1. Les deux requêtes n° 21MA04450 et 21MA04451, qui sont présentées par le même requérant, sont relatives à la même décision et ont fait l'objet d'une instruction commune. Par suite, il y a lieu de les joindre pour qu'il y soit statué par un seul arrêt.

2. M. C, né le 1er janvier 1996, de nationalité soudanaise, déclare être entré en France le 18 juin 2021. Il s'est présenté le 2 juillet 2021 à la préfecture de Paris pour y formuler une demande d'asile. L'examen de son dossier a montré qu'il avait introduit, le 4 février 2021, une demande d'asile auprès des autorités maltaises. Par deux arrêtés du 26 octobre 2021, le préfet de la Haute-Garonne, d'une part, a ordonné son transfert aux autorités maltaises responsables de sa demande d'asile, et d'autre part, l'a assigné à résidence. Le préfet de la Haute-Garonne relève appel du jugement du 29 octobre 2021 par lequel la magistrate désignée par le président du tribunal administratif de Nîmes a, à l'article 2, annulé ces deux arrêtés et, à l'article 3 lui a enjoint de réexaminer la situation de M. C dans le délai d'un mois à compter de la notification du jugement et demande à la Cour de sursoir à l'exécution de ce jugement.

Sur la requête n° 21MA04450 :

3. Il ressort des pièces du dossier que l'arrêté contesté ordonnant le transfert de M. C aux autorités maltaises est signée de Mme D A, adjointe à la directrice des migrations et de l'intégration qui bénéficiait, en vertu de l'article 1er d'un arrêté préfectoral du 20 septembre 2021, publié le 21 septembre 2021 au recueil des actes administratifs spécial de la préfecture n° 31-2021-325 lequel est accessible sur le site internet de la préfecture, d'une délégation l'habilitant à signer au nom du préfet les décisions portant transfert d'un ressortissant étranger. Toutefois, en première instance, M. C a fait valoir que cette délégation de signature était irrégulière, en l'absence de décision portant nomination de Mme A aux fonctions qu'elle exerce à la préfecture de la Haute-Garonne. L'arrêté de délégation de signature ne comporte pas le visa de cette décision de nomination. Le préfet de la Haute-Garonne, qui n'a pas déféré à l'invitation faite par le greffe de la Cour de produire la décision de nomination de Mme A, n'a pas apporté la preuve de la nomination de celle-ci au sein des services de la préfecture de la Haute-Garonne, plaçant ainsi la Cour dans l'impossibilité de vérifier si cet agent est au nombre de ceux qui, en application des dispositions précitées du décret du 29 avril 2004, peuvent régulièrement recevoir une délégation de signature de sa part. Par suite les arrêtés contestés sont entachés d'illégalité en raison de l'incompétence de leur auteur.

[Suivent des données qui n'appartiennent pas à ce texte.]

PR #180, opened 2022-07-27
test: add unit tests for engine exec

### LINKED ISSUE #176: Test Eval function in engine exec
To conclude a first phase of adding tests, we need to add unit tests for the Eval function.

shay2025:
## Description

This pull request introduces the unit tests for engine exec and some extra mocks related to the pull request data.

4. Il résulte de tout ce qui précède que le préfet de la Haute-Garonne n'est pas fondé à se plaindre de ce que, par le jugement attaqué, le tribunal administratif de Nîmes a annulé les arrêtés préfectoraux du 26 octobre 2021.

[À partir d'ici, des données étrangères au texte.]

PR #181, opened 2022-07-27
fix(cli): panic without optional flag `event-payload` string

### LINKED ISSUE #178: CLI panic without optional flag 'event-payload string'
**Describe the bug**
new CLI flag described as optional
```
  -event-payload string (optional)
        File path to github action event in JSON format
```

but if i run CLI without this flag i got panic in file
cmd/cli/main.go L_52

because here ev.Name & ev.Payload are nil

```
func parseEvent(rawEvent string) (interface{}, error) {
	ev := &Event{}

	err := json.Unmarshal([]byte(rawEvent), ev)
	if err != nil {
		return nil, err
	}

	return github.ParseWebHook(*ev.Name, *ev.Payload)
}
```

**To Reproduce**
Run CLI without this optional flag

**Expected behavior**
No errors

**Screenshots**
CleanShot 2022-07-27 at 16 54 45@2x

CleanShot 2022-07-27 at 16 54 45@2x

thedevsaddam:
## Description

Prevent panic while not providing optional `event-payload` string

## Related issue

Closes #178

## Type of change

## How was this tested?

I ran `task test -f`, `task build-cmd -f` commands

## Checklist


ferreiratiago:
Hi @thedevsaddam Thanks for your contribution 🙌🏼 The idea is to be able to run `reviewpad` cli without the event, i.e. an empty event. Using a default event will require to (1) support the default event file and (2) not guarantee that the cli fails whenever an event is really necessary. Therefore we will close this pull request in favor of #189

Sur la requête n° 21MA04451 tendant au sursis à exécution du jugement attaqué :

5. La Cour statuant au fond dans la présente affaire, il n'y a plus lieu pour elle de se prononcer sur la demande de sursis à exécution du jugement du 29 octobre 2021 du tribunal administratif de Nîmes, enregistrée sous le n° 21MA04451.

D E C I D E :

Article 1er : Il n'y a pas lieu de statuer sur les conclusions de la requête n° 21MA04451.

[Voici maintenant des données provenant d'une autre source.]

PR #192, opened 2022-07-28
feat: remove mocks files from code coverage

### LINKED ISSUE #191: Remove mocks files from code coverage
The mock files are currently being counted by go coverage tool and thus reduces the code coverage percentage for the packages where they are consumed.

Currently, we ignore the generated `parser.go` file from the code coverage by specifying the file path in `exclude-from-code-coverage.txt` which is consumed by a script (`exclude-from-code-coverage.sh`) that excludes this file from the code coverage.
We should add the file paths of the mocks files to this `exclude-from-code-coverage.txt`.

*None*

**Additional context**
*None*

shay2025:
## Description

This pull request introduces the removal of mock files in the code coverage by adding the file path pattern that matches `/mocks.go` to `exclude-from-code-coverage.txt` which is a file containing the file patterns regex which will be consumed by the `exclude-from-code-coverage.sh` script that removes from the code coverage the files that match the file patterns mentioned before.

## Related issue

Closes #191

## Type of change

## How was this tested?

Ran the `go tool cover -func coverage.out` that lists the files part of the code coverage with the covered percentage and it also presents at the end the total coverage percentage - with this it was verified that the parser and mock files didn't belong to this listing and the total coverage increased.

Article 2 : La requête n° 21MA04450 du préfet de la Haute-Garonne est rejetée.

Article 3 : Le présent arrêt sera notifié à M. B C et au ministre de l'intérieur.

Copie en sera adressée au préfet de la Haute-Garonne.

Délibéré après l'audience du 25 mars 2022, où siégeaient :

- M. Pocheron, président de chambre,

- Mme Ciréfice, présidente assesseure,

- Mme Marchessaux, première conseillère.

Rendu public par mise à disposition au greffe, le 8 avril 2022.